Egli proclama al popolo di Dio: il tuo Dio regna.
Chi
è di sentinella vede il ritorno del Signore e grida di gioia.
Gv, in una meditazione teologica e poetica, descrive cosa sa
la sentinella per riconoscere il ritorno di Dio.
Non
si può riconoscere uno di cui nessuno ci ha parlato, che non
si sa com’è o chi è.
Siamo
chiamati anche noi a modulare le nostra attesa sulla parola di
Dio che descrive chi è o come è Gesù per noi. Il testo può
apparire difficile ma è scritto per noi ed è proposto dalla
liturgia del natale. Evidenziamo quattro aspetti del natale.
1
Il testo si apre con l’espressione in principio,
come fa la Genesi, ma presenta non il caos coperto dalle
tenebre ma l’armonia creata dalla Parola uscita da Dio. Essa
è rivolta verso Dio ed esprime comunione piena con lui, come
l’unione tra colui che parla e la parola detta, tra colui
che genera e colui che è generato; ognuno è la vita,
l’amore e la gioia dell’altro. La Parola è rivolta verso
il creato ed ha con esso un legame stretto, perché esso è
fatto per mezzo della parola e nella parola. La parola è
dunque fonte di vita e di armonia tra Dio, il creato e
l’uomo, perché è vita e luce di tutti. Il Natale congiunge
cielo e terra, passato e futuro; è evento storico, evento che
cambia e fa nuova la storia.
2
La meditazione è interrotta da alcuni versetti
narrativi che collocano la Parola in rapporto al Battista,
alla sua predicazione e al suo battesimo. Egli è mandato
perché tutti credano alla luce. Egli non è la luce vera ma
il crepuscolo, che precede la luce. Giovanni prepara il popolo
ad accogliere la Parola e i credenti che seguono la sua
testimonianza incontrano
la luce piena. La parola dell’AT prepara la parola fatta
carne, che è la pienezza della rivelazione. Maria, Giuseppe e
i pastori sono gente dell’attesa, mentre il popolo che non
attende non si accorge di niente. La funzione del Battista
indicata nel prologo è simile a quella dell’evangelista,
indicata al conclusione del vangelo: condurre a credere in Gesù
per valorizzarlo e avere la vita nel suo nome.
3
La Parola viene εισ τά
ίδια, nelle le cose intime, nel creato che
è la casa della parola.
Come
viene accolto Gesù? Gli uomini accetteranno di vivere alla
sua luce?
Si
crea la contraddizione predetta nel cantico di Zaccaria. I
suoi non l’accolgono e così rinnegano se stessi e non
raggiungono la vera vita. Il mondo per loro resta avvolto
nelle tenebre e destinato alla morte.
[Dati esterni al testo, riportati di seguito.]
PR #206, opened 2020-08-14
Add Unit tests for BmxCore

boarnoah:
Used NUnit3 + Moq, looked around in the Brightspace org, they seem to be the preferred tools.

### DIFF
--- a/Bmx.Core.Test/EventTests.cs
+++ b/Bmx.Core.Test/EventTests.cs
@@ -1,0 +1,218 @@
+using System;
+using System.Collections.Generic;
+using System.Linq;
+using Bmx.Core.State;
+using Bmx.Core.Test.State;
+using Moq;
+using NUnit.Framework;
+
+namespace Bmx.Core.Test {
+	[TestFixture]
+	[Category( "Events" )]
+	public class EventTests {
+		private Mock<IIdentityProvider<IAuthenticateState, IAuthenticatedState, IAccountState>>
+			_mockIdentityProvider;
+
+		private Mock<ICloudProvider<IRoleState>> _mockCloudProvider;
+
+		private IBmxCore<IAuthenticateState, IAuthenticatedState, IAccountState, IRoleState> _bmxCore;
+
+		private const string MockIdentityProviderName = "mockProvider";
+
+		[SetUp]
+		public void Setup() {
+			_mockIdentityProvider =
+				new Mock<IIdentityProvider<IAuthenticateState, IAuthenticatedState, IAccountState>>();
+			_mockCloudProvider = new Mock<ICloudProvider<IRoleState>>();
+
+			_bmxCore = new BmxCore<IAuthenticateState, IAuthenticatedState, IAccountState, IRoleState>(
+				_mockIdentityProvider.Object, _mockCloudProvider.Object );
+
+			_bmxCore.PromptUserName += provider => "";
+			_bmxCore.PromptUserPassword += provider => "";
+			_bmxCore.PromptMfaType += options => 0;
+			_bmxCore.PromptMfaInput += prompt => "";
+			_bmxCore.PromptAccountSelection += accounts => 0;
+			_bmxCore.PromptRoleSelection += roles => 0;
+
+			_mockIdentityProvider.Setup( m => m.Name ).Returns( MockIdentityProviderName );
+			_mockIdentityProvider.Setup( provider => provider.Authenticate( It.IsAny<string>(), It.IsAny<string>() ) )
+				.ReturnsAsync( new MockAuthenticateState() );
+			_mockIdentityProvider
+				.Setup( provider =>
+					provider.ChallengeMfa( It.IsAny<MockAuthenticateState>(), It.IsAny<int>(), It.IsAny<string>() ) )
+				.ReturnsAsync( new MockAuthenticatedState() );
+			_mockIdentityProvider
+				.Setup( provider => provider.GetAccounts( It.IsAny<MockAuthenticatedState>(), It.IsAny<string>() ) )
+				.ReturnsAsync( new MockAccountState() );
+			_mockIdentityProvider
+				.Setup( provider => provider.GetServiceProviderSaml( It.IsAny<MockAccountState>(), It.IsAny<int>() ) )
+				.ReturnsAsync( "" );
+
+			_mockCloudProvider.Setup( provider => provider.GetRoles( It.IsAny<string>() ) )
+				.Returns( new MockRoleState() );
+			_mockCloudProvider.Setup( provider => provider.GetTokens( It.IsAny<MockRoleState>(), It.IsAny<int>() ) )
+				.ReturnsAsync( new Dictionary<string, string>() );
+		}
+
+		/*
+		 * Tests if BMXCore fires input prompt events if it didn't receive values for required input at the start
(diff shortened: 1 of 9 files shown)


boarnoah:
Looking to finish what was left with BMX since last time I looked at it during Inspiration.

This + a branch that adds unit tests for Okta are in flight, would appreciate if I could get some eyes on it.

MattPinelli (approved):
LGTM

Bmx.Core.Test/EventTests.cs
```diff
@@ -0,0 +1,218 @@
...
+		[Test]
+		[Category( "PromptPassword" )]
+		public void PromptUserPasswordCalled() {
+			bool eventRaised = false;
+			_bmxCore.PromptUserPassword += providerName => {
+				eventRaised = true;
+				return "";
+			};
+			_bmxCore.Print( "org" );
+			Assert.IsTrue( eventRaised );
```
neverendingqs, line 95: Is it not possible to assert what `providerName` should be? Or does it not make sense to test that?

Bmx.Core.Test/EventTests.cs
```diff
@@ -0,0 +1,218 @@
...
+		[Test]
+		[Category( "InformUnknownMfaTypes" )]
+		public void InformUnknownMfaTypesCalled() {
+			bool eventRaised = false;
+			_bmxCore.InformUnknownMfaTypes += mfaOptions => {
+				eventRaised = true;
+			};
+			// Default mock state includes a MfaType.Unknown MfaOption
+			_bmxCore.Print( "org" );
+			Assert.IsTrue( eventRaised );
```
neverendingqs, line 107: Similar: Is it not possible to assert what `mfaOptions` should be? Or does it not make sense to test that?

Bmx.Core.Test/State/MockAuthenticateState.cs
```diff
@@ -0,0 +1,15 @@
+﻿using Bmx.Core.State;
+
+namespace Bmx.Core.Test.State {
+	public class MockAuthenticateState : IAuthenticateState {
```
neverendingqs, line 4: Curious: why did you choose a custom implementation for testing instead of mocking via `moq`?

Bmx.Core.Test/EventTests.cs
```diff
@@ -0,0 +1,218 @@
+using System;
```
neverendingqs, line 1: Double-check: are more tests inbound? I noticed we don't verify calls to `_identityProvider`, and it doesn't seem like the conditionals in https://github.com/Brightspace/bmx/blob/46f5346c6b1be35e158d8366bedaf96b43980c07/Bmx.Core/BmxCore.cs#L71-L118 are being covered.

neverendingqs (commented):
Meta: thoughts on setting up CI to run unit tests? Would also be neat to be able to see code coverage (I know we use coveralls for some of our Node stuff).

Bmx.Core.Test/EventTests.cs
```diff
@@ -0,0 +1,218 @@
...
+
+			_bmxCore = new BmxCore<IAuthenticateState, IAuthenticatedState, IAccountState, IRoleState>(
+				_mockIdentityProvider.Object, _mockCloudProvider.Object );
+
+			_bmxCore.PromptUserName += provider => "";
+			_bmxCore.PromptUserPassword += provider => "";
+			_bmxCore.PromptMfaType += options => 0;
+			_bmxCore.PromptMfaInput += prompt => "";
+			_bmxCore.PromptAccountSelection += accounts => 0;
+			_bmxCore.PromptRoleSelection += roles => 0;
```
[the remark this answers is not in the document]
boarnoah: By default if nothing is subscribed to an event C# will not complain.

I found this problematic WRT Bmx.Core, since any clients (such as Bmx.CommandLine, needs to subscribe for Bmx.Core to work as expected).

So I enforced that events are subscribed to using assertions (https://github.com/Brightspace/bmx/blob/dotnet/Bmx.Core/BmxCore.cs#L39). 

What this means however is the unit tests need to subscribe at least once before invoking Bmx.Core at all, else the assertions will fail.

Bmx.Core/BmxCore.cs
```diff
@@ -21,7 +21,7 @@ public class
 		public event PromptMfaInputHandler PromptMfaInput;
 		public event PromptAccountSelectHandler PromptAccountSelection;
 		public event PromptRoleSelectionHandler PromptRoleSelection;
-		public event PromptRoleSelectionHandler InformUnknownMfaTypesHandler;
+		public event InformUnknownMfaTypesHandler InformUnknownMfaTypes;
```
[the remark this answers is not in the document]
boarnoah: Yep

Bmx.Core.Test/EventTests.cs
boarnoah: Doesn't make sense, as org (ex: "d2l") is a user option.

Bmx.Core.Test/EventTests.cs
boarnoah: It does but as part of Bmx.Idp.Okta tests, since we want to ensure that that particular project is parsing a given API response to the appropriate mfaOptions.

Bmx.Core on the other hand doesn't need to be aware of anything past whether or not the event was triggered as part of it's workflow.

Bmx.Core.Test/EventTests.cs
boarnoah: >  I noticed we don't verify calls to _identityProvider
I have tests written for testing the methods inside Bmx.Idp.Okta (separate test project). https://github.com/Brightspace/bmx/pull/208 (its WIP). Is 

that what you meant? Here Bmx.Core is tested in isolation by using a mock Identity Provider.

> it doesn't seem like the conditionals in [Line 71 - 118] are being covered.
Yeah :( tests for these are bit more complicated so I was planning to leave them out till later.

As an aside, it seems like a bit of a warning the code is doing a lot more than it should in one go when testing it is hard.

Bmx.Core.Test/State/MockAuthenticateState.cs
boarnoah: Good point, TBH I haven't really used Moq or NUnit much at all prior to this, investigating this.

Bmx.Core.Test/EventTests.cs
neverendingqs: > > I noticed we don't verify calls to `_identityProvider`
> 
> I have tests written for testing the methods inside Bmx.Idp.Okta (separate test project). #208 (its WIP).
> 
> Is that what you meant? Here Bmx.Core is tested in isolation by using a mock Identity Provider.

Sort of. `_identityProvider` is an implementation of `IIdentityProvider<TAuthenticateState, TAuthenticatedState, TAccountState>`. We can't test the implementation here, but we can test that we are calling the interface methods properly.

For example, we can confirm that `_identityProvider.Authenticate()` gets called with the proper arguments (from https://github.com/Brightspace/bmx/blob/46f5346c6b1be35e158d8366bedaf96b43980c07/Bmx.Core/BmxCore.cs#L54-L55).

If you're convinced to switch to strict mocks and call `_mockIdentityProvider.VerifyAll()` at the end of every test (maybe on `[Teardown]`), that should help verify most of the calls to `_identityProvider` if you only set up for arguments you expect.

Quando Gesù muore le
tenebre coprono la croce e la terra. La creatura umana può
rinunciare a τά ίδια, a ciò di
cui è costituita e di cui ha bisogno.
Altri l’accolgono. Ad essi Dio dà il potere di
diventare figli di Dio. Sono generati di nuovo non da sangui né
dalla volontà di carne, ma dall’alto, cioè da Dio.
Il
natale rende possibile questo evento: la parola diventa carne
e la carne si divinizza.
4
Oggi contempliamo questo mistero, la sua gloria e la
grazia che porta all’uomo.
La
parola pone la sua tenda tra noi. Contempliamo una cosa
attuale, che i nostri occhi possono vedere e che ci provoca a
decidere. La tenda piantata da Gesù nel creato diventa la
nostra casa o resteremo cittadini di un mondo contrapposto a
Dio?
Il
natale pone una alternativa che non possiamo dribblare. Essere
fuori della sua tenda significa essere fuori del suo regno e
della salvezza. Perché Dio viene per regnare, anche se a noi
non interessa o se noi ci opponiamo.
Nel
nostro tempo molti cristiani convertono il natale, ne fanno
una tradizione umana. Come dirà Gesù, sostituiscono la
parola di Dio con la tradizione degli uomini.
Il
natale diventa la festa della famiglia, evento che libera i
buoni sentimenti, i regali, i consumi e gli auguri, cose che
fanno festa all’uomo e non onorano le attese di Dio.
Sta
a noi e solo a noi scegliere. Dio viene perché ci ama e per
la nostra vera gioia.
Accogliamolo,
abitiamo nella sua tenda, diventiamo amici del Figlio e in lui
figli di Dio.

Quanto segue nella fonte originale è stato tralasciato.